DaaS / Products / Automated employee database provisioning

Automated employee database provisioning

When a new employee is onboarded in HR systems, EventBridge captures the event and triggers automated creation of RDS database accounts with role-appropriate permissions, eliminating manual database user setup.

Products involved

Scenario

When HR systems emit employee onboarding events, developers can automate RDS account provisioning by routing these events through EventBridge. This eliminates manual SQL execution or console clicks, ensuring new hires instantly receive role-scoped database access upon onboarding.

Integration steps

Create a custom EventBridge bus to isolate HR traffic: aliyun eventbridge CreateEventBus --EventBusName hr-onboarding-bus
Configure an HTTP API event source to accept HR webhooks at https://<region>.eventbridge.aliyuncs.com/api/v1/events.
Define a routing rule with pattern: {"source": ["hr.system"], "detail-type": ["Employee.Onboarded"]}.
Create an API Destination targeting https://rds.aliyuncs.com. Attach a RAM role with AliyunRDSFullAccess.
Map the rule target to the destination. Set HTTP method to POST and path to /?Action=CreateAccount&Version=2014-08-15.
Configure input transformation to map HR payload fields to RDS API parameters:

``json {"DBInstanceId":"rm-uf6wjk5xxxx","AccountName":"$.detail.employee_id","AccountPassword":"$.detail.temp_pw","AccountType":"Normal"} ``

Add a second target calling GrantAccountPrivilege with AccountPrivilege mapped to $.detail.db_role (e.g., ReadWrite or ReadOnly).
Validate the pipeline: curl -X POST <eb_endpoint> -d '{"source":"hr.system","detail-type":"Employee.Onboarded","detail":{"employee_id":"dev_01","temp_pw":"P@ssw0rd!","db_role":"ReadOnly"}}'

Architecture

The HR system pushes a JSON payload to EventBridge’s HTTP API endpoint. EventBridge evaluates the payload against a pattern-matching rule, transforms the event into RDS OpenAPI parameters, and invokes the CreateAccount action via API Destination. RDS provisions the account, applies the mapped privileges, and returns a success status to EventBridge, which logs the execution for audit.

Prerequisites

Active ApsaraDB RDS instance with network access reachable from EventBridge.
RAM role with AliyunEventBridgeFullAccess and AliyunRDSFullAccess policies.
HR system capable of sending authenticated HTTPS POST requests.
EventBridge API Destination configured with VPC connector if RDS uses private networking.

Common pitfalls

Password policy violations: RDS enforces 8-32 chars with mixed case/symbols.
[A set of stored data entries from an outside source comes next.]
PR #172, opened 2026-05-04
feat(ts): extract GameNode base class + registry + mergeData to scripts/game/

experintellia:
PR 5 of issue #147 — second sub-class extraction from `scripts/Game.js`. **Foundational**: every `Game.<SubClass>` in the IIFE extends `GameNode`, so it has to be importable before any subclass can leave the IIFE in PR 6+.

## What changed

**New: `scripts/game/GameNode.ts` (~370 LOC, fully strict-typed under `noUncheckedIndexedAccess` + `exactOptionalPropertyTypes`).** Exports:

- The instance registry — `_instances`, `_ids`, plus `add` / `get` / `remove` / `clear` helpers. Mutated by `GameNode.init()` / `GameNode.remove()`. Module-level state shared with `Game.js`'s in-IIFE helpers (`getById`, `getByGestalt`, …) via live ESM bindings. Sparse-friendly: cleared slots stay `undefined` so `_id` indices remain stable, matching legacy.
- The `GameNode` class itself — class syntax this time (was a function constructor + `Set.prototype.X` assignments). Subclasses still extend via the legacy `extend(SubClass, GameNode)` helper from `util.js`; ES classes work fine with the prototype-chain pattern that helper sets up. Subclass-injected hooks (`extendEventHandlers`, `extendRender`, `APTick`, `AniTick`) are declared as optional fields so the base class can call them without per-subclass casts.
- `GameNodeConfig` type. Render-side types (`RenderConfig`, `RenderData`, `RenderNodeLike`, …) are local — when later PRs extract `Render` subclasses these will move/widen.
- Local `_$()` helper to narrow `jQuery ?? globalThis.$` once.

**New: `scripts/game/mergeData.ts` (52 LOC).** Pure data-merge helper used by `GameNode.addType` and ~30 other call sites in `Game.js`. Preserves legacy semantics: shallow-merge with `instance_data` winning, plus the Project-like deep-clone-tokens-and-overwrite-amounts branch.

**`scripts/Game.js`:**
- New imports for `GameNode`, registry helpers, `mergeData`.
- Removed inline `var GameNode = function(config)` plus all 25 prototype methods that I moved (lines 296-578).
- Removed inline `var mergeData = function(…)` plus the registry (`var _instances`, `_ids`, `add`, `get`, `remove`, `clear`).
- Subclass-side prototype additions (`GameNode.prototype.openGenericPopup` at line 1484, `Error/NoCash/NoAP` mixins later in the file) keep working — they attach to the imported class via live-binding mutation, the same way they did inside the IIFE.

**`types/env.d.ts`:**
- `JQueryStatic` call signature widened to include `object` so `$(this)` (event-bus wrapping for `GameNode` instances) type-checks.
- `JQueryLike` gains `off(ev?: string)` so the `GameNode.off()` method type-checks.

- No new `setState` writers — `boot.ts`'s listener callback is still the sole production `setState`; `GameNode.init()` doesn't touch state.
- No DOM globals in handler bodies — this is the GameNode UI layer, the engine layer (`LocalEngine.ts`) is untouched.
- `addr === state.addr` guard in `state.ts` unchanged.
- `logAction` policy preserved, `resetGame` still removed.

## Discipline

- Zero internal `as Foo` casts in either new file. The few `as` uses are at narrow boundaries: `getType()`'s loose return shape, the `this.GameRoot` cast for forward-ref to GameRoot's wider interface (which lives in `Game.js`), and one `Object.create(null)` widening.
- Zero `!` non-null assertions outside the legitimate definite-assignment field markers (`_id!`, `id!`, etc. — class-init pattern, not value assertions).
- Zero `: any`.
- All error-handling identical to the legacy methods — no new defensive guards, no behavioural drift.

## Test plan

- [x] `pnpm test:e2e` — 16 specs pass (exercises `GameNode.init`, `remove`, `addType`, `makeRenderConfig`, `render`, full event-bus surface via topscores/share-merge/sweepstakes/zoom-controls specs).
- [ ] CI green on PR.

## Pattern established for PR 6+

- New `scripts/game/<SubClass>.ts` imports `GameNode` + the legacy `extend` helper from `util.js`.
- Module-level `extend(SubClass, GameNode)` sets up the prototype chain just as inside the legacy IIFE.
- `Game.js` drops the inline subclass definition and adds the import.
- Each subclass extraction is small (50-200 LOC) and reviewable.
- PR 6: `Topscores` + `Topscore` (smallest extends-`GameNode` pair, ~135 LOC).

Refs #147.

---

### DIFF
--- a/scripts/Game.js
+++ b/scripts/Game.js
@@ -5,7 +5,9 @@ import { getRender } from './Render.js';
 // alongside scripts that run before vendor `<script>` tags execute.
 import appModule from './app.js';
 import * as bootMod from './boot.js';
+import { GameNode, _ids, _instances, add, clear, get, remove } from './game/GameNode.js';
 import { OrderedSet } from './game/OrderedSet.js';
+import { mergeData } from './game/mergeData.js';
 import i18n from './i18n.js';
 import setup from './setup.js';
 import { getTypeSettings } from './type_settings.js';
@@ -43,37 +45,11 @@ var Game = function () {
   /////////////////////////////////////////////
   // Some generic tools and getter functions
   /////////////////////////////////////////////
-
-  var _instances = [];
-
-  var _ids = {};
-
-  var add = function (node) {
-    _instances[node._id] = node;
-    _ids[node.id] = node;
-  };
-
-  var get = function (_id) {
-    return _instances[_id];
-  };
-
-  var remove = function (_id) {
-    if (get(_id)) {
-      delete _ids[get(_id).id];
-    }
-    _instances[_id] = undefined;
-  };
-
-  var clear = function () {
-    // Clear everything that has been instantiated so far
-    for (var n = 0; n < _instances.length; n++) {
-      var node = _instances[n];
-      if (node) {
-        node.remove();
-      }
-    }
-    _instances.length = 0;
-  };
+  //
+  // _instances / _ids registry + add/get/remove/clear were extracted to
+  // scripts/game/GameNode.ts so the GameNode base class can mutate them
+  // without an IIFE-closure round-trip.  The imports above bring them in
+  // as live bindings; the in-IIFE call sites below keep the legacy names.
 
   var init = function (data) {
     // Inits GameRoot as a Singleton, for now.
@@ -152,35 +128,7 @@ var Game = function () {
     return full_type.split(setup.typeSeparator)[1];
   };
 
-  var mergeData = function (type_data, instance_data) {
-    // Merges data objects, second argument overwrites the first ones and returns new merged object
-    var data = {};
-    _.extend(data, type_data);
-    _.extend(data, instance_data);
-    // If the type data is Project-like (has powerups and tokens) merge token amounts
-    if (
-      instance_data &&
-      type_data &&
-      instance_data.hasOwnProperty('powerups') &&
-      type_data.hasOwnProperty('tokens') &&
-      instance_data.hasOwnProperty('tokens')
-    ) {
-      var tokens = [];
-      // No way around this: make a deep copy to avoid messing with token type_data
-      _.each(type_data.tokens, function (v, k) {
-        tokens[k] = _.clone(v);
-      });
-      var instokens = instance_data.tokens;
-      _.each(tokens, function (t, k) {
-        var overwrite = _.findWhere(instokens, { gestalt: t.gestalt });
-        if (overwrite && overwrite.amount) {
-          t.amount = overwrite.amount;
-        }
-      });
-      data.tokens = tokens;
-    }
-    return data;
-  };
+  // mergeData was extracted to scripts/game/mergeData.ts (imported above).
 
   var convertPowerupType = function (game_type) {
     // This costs a beer dudes...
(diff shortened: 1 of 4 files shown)


experintellia (commented):

Foundational PR 5 of #147 — `GameNode` base class + registry + `mergeData` extracted from `Game.js`'s IIFE. The shape is right and architecture invariants are preserved. Cast count is on the high side at 16, but most are anchored on future extractions and should dissolve in PR 6+; calling that out in the notes.

### Behavior preservation

- **`OrderedSet`-style snapshot semantics, prototype mixin pattern**: legacy `GameNode.prototype.X = ...` mutations at Game.js:1199 (`openGenericPopup`), 2683 (`initPopupEvents`), 3767 (`fetchProvided`), 4810 (`Error`), 4824 (`NoCash`), 4832 (`NoAP`) attach to the imported class via ESM live bindings. Confirmed the imports in Game.js + the prototype-property writes will mutate the imported class's prototype object; subsequent imports of the class see the augmented prototype. Works, but it's a code smell — flagging below as a non-blocking cleanup target for later PRs.
- **`extend(SubClass, GameNode)` legacy helper from `util.js`** continues to work with the new ES6 class. ES6 class prototype chains are interoperable with the function-constructor pattern that `extend` sets up. Subclasses extending `GameNode` won't see semantic changes.
- **`mergeData.ts`** preserves the two-branch behavior exactly: shallow merge with `instance_data` winning, plus the Project-like deep-clone-tokens-and-overwrite-amounts branch. Behavior identical to legacy at Game.js:155-183.
- **One subtle ES6 class vs function-constructor difference**: ES6 class methods are non-enumerable on the prototype, while function-constructor prototype assignments are enumerable. If any code did `for (key in instance)` or `Object.keys(GameNode.prototype)`, it would see different keys. The PR claims `pnpm test:e2e` passes 16 specs that exercise GameNode heavily — trusting that signal. Worth keeping in mind when future PRs extract subclasses.

- **No new `webxdc.sendUpdate` emit sites.** Zero in both new files. ✓
- **No new engine `setState` writers.** The `setState(state: string, value: boolean): void` method at GameNode.ts:286 is the **UI-state setter** for per-instance flags ("selected", "highlighted", etc.), not the engine `boot.setState`. Same naming as the legacy method; not a new writer of the engine state. ✓
- **No new `setTimeout` for game cycles.** ✓
- **No DOM globals in handler bodies** — `LocalEngine.ts` untouched. This is the GameNode UI layer, separate from the handler layer. ✓
- **Pure engine layer untouched.** `state.ts`, `materializer.ts`, `clock.ts`, `LocalEngine.ts`, `boot.ts` all unchanged. ✓

### Cast inventory — 16 in `GameNode.ts`, 0 in `mergeData.ts`

Categorized:

| Pattern | Count | Verdict |
|---|---:|---|
| `this.GameRoot as GameNode & { ... }` (forward-ref to wider GameRoot interface) | 3 | Transitional; will dissolve when GameRoot is extracted. |
| `as Record<string, unknown>` (instance_data / type_data / config dynamic shape) | 7 | Should resolve when `instance_data`, `type_data`, `RenderConfig` get proper interfaces extracted. |
| `getRender() as unknown as RenderModule` + `Render as Record<string, unknown>` | 2 | Will dissolve when `Render.js` is typed. |
| `this as unknown as Record<string, unknown>` in `setAttrs` (line 314) | 1 | Genuinely required — legacy `setAttrs` does dynamic property writes onto the instance. The alternative is an index signature on GameNode itself, which defeats the typing. Justifiable seam. |
| `cfg as RenderConfig` (lines 425-426) — typed-builder finalization | 2 | Acceptable — cfg is built up as `Record<string, unknown>` then narrowed at output. |
| `getTypeSettings() as Record<...>` (boundary on `@ts-nocheck` type_settings.js) | 1 | Boundary cast. ✓ |

The cluster at lines 455-456 (`getRender()` + dynamic `Render[type]` lookup) could be cleaner with a typed `Render.getCtor(name)` helper — non-blocking, but consider adding it to `RenderModule` when `Render.js` is typed.

The brief's "one or two well-justified casts" rule is strained, but each cast here is anchored on a future extraction. I'd want PR 6+ to actively reduce this count — when `GameRoot` is extracted, the 3 forward-ref casts must go; when instance_data/type_data interfaces are formalized, the 7 `Record<string, unknown>` reads must go. **Track this on the WW thread roadmap** so the count goes down, not up, as extractions accumulate.

### `!:` field markers — acceptable

`_id!`, `id!`, `children!`, `states!`, `GameRoot!`, `jq!` are class-field **definite-assignment markers**, not value assertions. The brief's "no `!` non-null assertions" was about value assertions (`x!.foo`) that mask nullability. Field markers say "this field is initialized in `init()` even though TS can't see it through that flow" — runtime behavior is identical to declaring without the marker.

Verify these are all set in `init()` (or its overrides) before any read:
- `_id`, `id` — set in `add()` (registry).
- `children`, `states`, `jq` — set in `init()`.
- `GameRoot` — set in `init()` via `(get(0) as GameNode | undefined) ?? this`.

Looks fine.

### Other notes (non-blocking)

- **Doc inconsistency**: `OrderedSet.ts:9` mentions "Game.ts re-exports this as `Set`" but Game is still `Game.js`. Same minor typo from PR #171 — not a bug, just stale wording. (Not in this PR's diff; carry over from before.)
- **Prototype mixin smell**: 6 `GameNode.prototype.X = function (...) {...}` assignments still live in `Game.js` and mutate the imported class. Works, but it's a smell that should be cleaned up as those methods get moved into `GameNode.ts` (or split into mixin modules) on later PRs. Track on the WW roadmap.
- **`types/env.d.ts` widenings**: `JQueryLike.off(ev?: string)` and `JQueryStatic`'s call signature accepting `object` are both well-justified by the legacy `$(this)` event-bus pattern on GameNode. Reasonable widenings. ✓
- CI status: pending. Want green before merge.

### Coordination

PR #171 (`OrderedSet`) merged. No collisions with this PR. Next up per the implementer's roadmap: PR 6 with `Topscores` + `Topscore` (~135 LOC) — smallest extends-GameNode pair. Sensible ordering.

Approved for merge once CI is green. **Heads up for PR 6+**: each extraction must reduce the GameNode.ts cast count, not just add more in the new file. The forward-ref / `Record<string, unknown>` patterns should converge to typed shapes as their owning classes get extracted.

---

Non-compliant HR payloads trigger InvalidPassword.
API QPS throttling: Bulk onboarding spikes exceed RDS API limits. Configure EventBridge retry policies with exponential backoff.
VPC isolation failures: API Destinations cannot reach private RDS endpoints without a VPC connector or NAT gateway.
Duplicate account errors: Reusing employee_id without idempotency checks causes AccountAlreadyExists. Append unique suffixes or pre-check existence.

Typical questions

automate database account creation for new employees
auto-provision db users when employee joins
新员工自动创建数据库账号
EventBridge触发RDS账号管理
integrate HR system with database provisioning
employee onboarding automation
自动配置数据库权限

FAQ

Q: How does the system automatically provision database accounts for new employees? A: The system automatically creates RDS database accounts with role-appropriate permissions when a new employee is onboarded in an HR system. EventBridge captures the onboarding event to trigger this workflow, eliminating manual database user setup by integrating with ApsaraDB RDS account management.